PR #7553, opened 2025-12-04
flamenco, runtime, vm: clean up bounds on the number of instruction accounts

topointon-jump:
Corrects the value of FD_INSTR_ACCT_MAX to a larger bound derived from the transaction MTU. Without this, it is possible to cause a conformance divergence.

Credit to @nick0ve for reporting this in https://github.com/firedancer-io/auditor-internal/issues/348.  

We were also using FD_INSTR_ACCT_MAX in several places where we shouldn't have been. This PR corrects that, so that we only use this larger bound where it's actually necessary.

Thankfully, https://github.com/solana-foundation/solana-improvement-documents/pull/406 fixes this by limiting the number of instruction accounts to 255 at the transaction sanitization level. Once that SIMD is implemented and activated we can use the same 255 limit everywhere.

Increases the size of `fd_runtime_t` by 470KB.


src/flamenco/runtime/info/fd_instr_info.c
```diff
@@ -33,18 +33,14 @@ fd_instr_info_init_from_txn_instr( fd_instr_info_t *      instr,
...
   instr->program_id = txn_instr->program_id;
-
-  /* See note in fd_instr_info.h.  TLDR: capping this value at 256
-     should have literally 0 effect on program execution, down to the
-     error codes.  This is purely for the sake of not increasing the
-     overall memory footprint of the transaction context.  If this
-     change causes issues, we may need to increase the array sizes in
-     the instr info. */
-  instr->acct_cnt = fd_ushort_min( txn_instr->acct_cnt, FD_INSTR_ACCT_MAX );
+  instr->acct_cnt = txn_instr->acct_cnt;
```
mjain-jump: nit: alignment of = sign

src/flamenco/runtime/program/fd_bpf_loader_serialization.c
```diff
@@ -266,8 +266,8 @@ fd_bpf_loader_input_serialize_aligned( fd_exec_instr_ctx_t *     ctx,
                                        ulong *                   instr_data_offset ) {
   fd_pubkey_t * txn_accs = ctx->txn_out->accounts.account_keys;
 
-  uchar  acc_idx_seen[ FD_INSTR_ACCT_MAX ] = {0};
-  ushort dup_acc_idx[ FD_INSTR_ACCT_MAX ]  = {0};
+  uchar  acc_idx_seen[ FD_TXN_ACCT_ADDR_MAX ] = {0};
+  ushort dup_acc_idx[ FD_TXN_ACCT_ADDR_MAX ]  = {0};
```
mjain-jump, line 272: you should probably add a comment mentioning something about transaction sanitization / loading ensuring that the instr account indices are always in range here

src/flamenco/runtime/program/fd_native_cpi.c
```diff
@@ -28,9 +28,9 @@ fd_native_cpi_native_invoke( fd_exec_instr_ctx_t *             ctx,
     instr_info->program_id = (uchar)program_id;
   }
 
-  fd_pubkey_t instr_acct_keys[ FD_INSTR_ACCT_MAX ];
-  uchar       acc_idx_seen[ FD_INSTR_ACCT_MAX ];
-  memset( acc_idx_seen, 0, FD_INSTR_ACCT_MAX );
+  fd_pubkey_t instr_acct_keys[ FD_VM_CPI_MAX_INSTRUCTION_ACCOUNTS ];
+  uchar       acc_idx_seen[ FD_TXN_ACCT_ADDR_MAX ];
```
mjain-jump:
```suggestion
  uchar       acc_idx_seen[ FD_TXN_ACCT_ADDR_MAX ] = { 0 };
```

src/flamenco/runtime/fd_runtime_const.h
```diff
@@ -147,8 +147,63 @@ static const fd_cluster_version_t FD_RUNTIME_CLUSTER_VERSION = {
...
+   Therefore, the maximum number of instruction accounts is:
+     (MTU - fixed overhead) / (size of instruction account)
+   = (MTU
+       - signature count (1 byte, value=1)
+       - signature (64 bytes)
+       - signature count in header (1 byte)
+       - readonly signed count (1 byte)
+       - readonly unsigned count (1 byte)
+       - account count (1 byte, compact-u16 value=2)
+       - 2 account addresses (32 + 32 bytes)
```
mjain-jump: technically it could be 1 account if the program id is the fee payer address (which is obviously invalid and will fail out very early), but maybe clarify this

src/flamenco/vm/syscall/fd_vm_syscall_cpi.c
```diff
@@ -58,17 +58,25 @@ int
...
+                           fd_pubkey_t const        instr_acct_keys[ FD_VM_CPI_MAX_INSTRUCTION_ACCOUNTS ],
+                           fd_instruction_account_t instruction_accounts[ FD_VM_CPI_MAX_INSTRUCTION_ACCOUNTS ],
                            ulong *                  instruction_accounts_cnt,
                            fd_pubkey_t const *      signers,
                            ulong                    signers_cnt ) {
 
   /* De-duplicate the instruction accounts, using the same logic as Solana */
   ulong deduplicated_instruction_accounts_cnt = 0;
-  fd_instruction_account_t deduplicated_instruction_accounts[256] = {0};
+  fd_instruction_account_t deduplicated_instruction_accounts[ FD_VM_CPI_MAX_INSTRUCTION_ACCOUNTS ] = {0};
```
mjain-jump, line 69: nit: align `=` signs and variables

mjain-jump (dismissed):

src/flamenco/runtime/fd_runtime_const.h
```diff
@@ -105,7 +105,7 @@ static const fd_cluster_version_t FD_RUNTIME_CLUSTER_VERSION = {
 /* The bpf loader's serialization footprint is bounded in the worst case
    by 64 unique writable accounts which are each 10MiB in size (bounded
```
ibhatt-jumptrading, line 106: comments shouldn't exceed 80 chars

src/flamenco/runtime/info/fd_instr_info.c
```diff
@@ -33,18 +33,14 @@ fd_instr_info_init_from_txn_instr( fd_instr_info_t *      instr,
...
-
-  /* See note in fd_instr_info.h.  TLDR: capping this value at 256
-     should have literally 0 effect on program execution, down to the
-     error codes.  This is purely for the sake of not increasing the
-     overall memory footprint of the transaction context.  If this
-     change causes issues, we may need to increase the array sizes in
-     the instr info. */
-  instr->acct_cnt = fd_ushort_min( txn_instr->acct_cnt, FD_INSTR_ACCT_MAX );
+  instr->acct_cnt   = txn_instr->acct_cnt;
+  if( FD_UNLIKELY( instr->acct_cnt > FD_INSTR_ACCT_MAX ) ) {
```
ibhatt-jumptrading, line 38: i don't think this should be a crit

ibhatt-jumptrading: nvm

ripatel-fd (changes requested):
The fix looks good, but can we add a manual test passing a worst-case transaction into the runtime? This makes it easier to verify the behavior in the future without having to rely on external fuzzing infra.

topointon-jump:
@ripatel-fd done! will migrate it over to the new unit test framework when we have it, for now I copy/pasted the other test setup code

#####

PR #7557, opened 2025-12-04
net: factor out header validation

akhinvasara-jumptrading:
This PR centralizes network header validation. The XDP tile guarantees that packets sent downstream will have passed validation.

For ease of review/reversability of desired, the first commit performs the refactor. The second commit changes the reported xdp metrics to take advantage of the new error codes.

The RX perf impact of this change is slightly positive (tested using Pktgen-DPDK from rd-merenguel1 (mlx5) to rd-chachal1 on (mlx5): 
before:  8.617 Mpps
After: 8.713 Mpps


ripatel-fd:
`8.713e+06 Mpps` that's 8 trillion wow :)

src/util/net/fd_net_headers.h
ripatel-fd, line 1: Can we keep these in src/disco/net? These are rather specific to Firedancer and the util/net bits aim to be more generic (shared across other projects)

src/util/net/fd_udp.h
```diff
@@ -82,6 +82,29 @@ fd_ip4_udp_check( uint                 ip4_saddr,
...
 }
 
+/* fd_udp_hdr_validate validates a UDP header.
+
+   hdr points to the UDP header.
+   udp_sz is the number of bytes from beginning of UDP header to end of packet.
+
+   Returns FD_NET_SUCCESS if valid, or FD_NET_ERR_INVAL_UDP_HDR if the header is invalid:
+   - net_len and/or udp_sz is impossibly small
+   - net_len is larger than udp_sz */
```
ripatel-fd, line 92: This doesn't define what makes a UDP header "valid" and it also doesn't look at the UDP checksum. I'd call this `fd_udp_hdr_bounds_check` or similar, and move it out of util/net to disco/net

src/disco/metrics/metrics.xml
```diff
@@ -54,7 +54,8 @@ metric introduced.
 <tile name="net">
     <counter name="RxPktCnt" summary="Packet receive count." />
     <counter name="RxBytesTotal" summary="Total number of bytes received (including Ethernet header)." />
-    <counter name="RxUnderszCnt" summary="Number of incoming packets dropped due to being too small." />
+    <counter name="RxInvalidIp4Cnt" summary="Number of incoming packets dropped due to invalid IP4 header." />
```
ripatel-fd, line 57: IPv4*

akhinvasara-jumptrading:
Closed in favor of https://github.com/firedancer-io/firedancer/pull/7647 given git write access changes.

#####

◆ **What this task involves**:
The answer is one number: how many lines of the material above contain "bounded".

◆ **Task output**:
2